→ **About this task**
Look for "that" in each line of the entries, and return the matching lines.

Stored data entries
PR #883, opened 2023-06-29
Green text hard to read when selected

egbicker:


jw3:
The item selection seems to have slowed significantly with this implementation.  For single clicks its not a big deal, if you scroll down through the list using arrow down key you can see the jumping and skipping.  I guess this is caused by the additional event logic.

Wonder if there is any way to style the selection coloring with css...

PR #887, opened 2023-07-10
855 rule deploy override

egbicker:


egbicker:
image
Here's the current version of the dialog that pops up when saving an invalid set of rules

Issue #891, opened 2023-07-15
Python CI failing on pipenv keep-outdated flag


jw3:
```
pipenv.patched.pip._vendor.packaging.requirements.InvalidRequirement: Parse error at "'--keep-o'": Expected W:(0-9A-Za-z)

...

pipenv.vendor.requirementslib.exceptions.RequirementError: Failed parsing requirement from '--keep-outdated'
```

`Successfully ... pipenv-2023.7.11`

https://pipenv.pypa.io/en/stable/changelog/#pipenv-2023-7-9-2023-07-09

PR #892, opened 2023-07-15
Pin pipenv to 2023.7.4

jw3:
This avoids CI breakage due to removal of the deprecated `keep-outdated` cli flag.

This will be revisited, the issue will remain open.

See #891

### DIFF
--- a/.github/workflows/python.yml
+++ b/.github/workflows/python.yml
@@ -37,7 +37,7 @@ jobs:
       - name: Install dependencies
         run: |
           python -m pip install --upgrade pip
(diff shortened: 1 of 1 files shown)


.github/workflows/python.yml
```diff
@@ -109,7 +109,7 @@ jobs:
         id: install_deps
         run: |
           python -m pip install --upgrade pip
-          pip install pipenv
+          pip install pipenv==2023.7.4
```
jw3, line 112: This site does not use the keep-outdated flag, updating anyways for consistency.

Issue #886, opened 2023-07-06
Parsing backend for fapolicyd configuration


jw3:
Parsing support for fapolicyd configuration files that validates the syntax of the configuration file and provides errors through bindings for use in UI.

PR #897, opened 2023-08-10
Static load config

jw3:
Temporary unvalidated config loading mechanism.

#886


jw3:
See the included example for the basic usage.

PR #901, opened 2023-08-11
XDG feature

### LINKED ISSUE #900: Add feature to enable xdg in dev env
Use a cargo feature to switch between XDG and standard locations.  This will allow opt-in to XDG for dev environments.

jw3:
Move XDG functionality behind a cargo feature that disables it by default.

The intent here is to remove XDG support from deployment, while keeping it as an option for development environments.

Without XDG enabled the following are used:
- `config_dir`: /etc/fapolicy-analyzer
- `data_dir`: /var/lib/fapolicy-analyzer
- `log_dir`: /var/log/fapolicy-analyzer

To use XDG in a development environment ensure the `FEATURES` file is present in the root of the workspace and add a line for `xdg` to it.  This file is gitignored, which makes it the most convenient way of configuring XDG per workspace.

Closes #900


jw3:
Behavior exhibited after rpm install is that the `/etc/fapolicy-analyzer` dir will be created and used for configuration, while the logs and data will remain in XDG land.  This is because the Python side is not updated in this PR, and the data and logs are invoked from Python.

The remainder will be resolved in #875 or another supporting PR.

→ **Answer area**
Here's the current version of the dialog that pops up when saving an invalid set of rules
Parsing support for fapolicyd configuration files that validates the syntax of the configuration file and provides errors through bindings for use in UI.
Move XDG functionality behind a cargo feature that disables it by default.
Behavior exhibited after rpm install is that the `/etc/fapolicy-analyzer` dir will be created and used for configuration, while the logs and data will remain in XDG land.  This is because the Python side is not updated in this PR, and the data and logs are invoked from Python.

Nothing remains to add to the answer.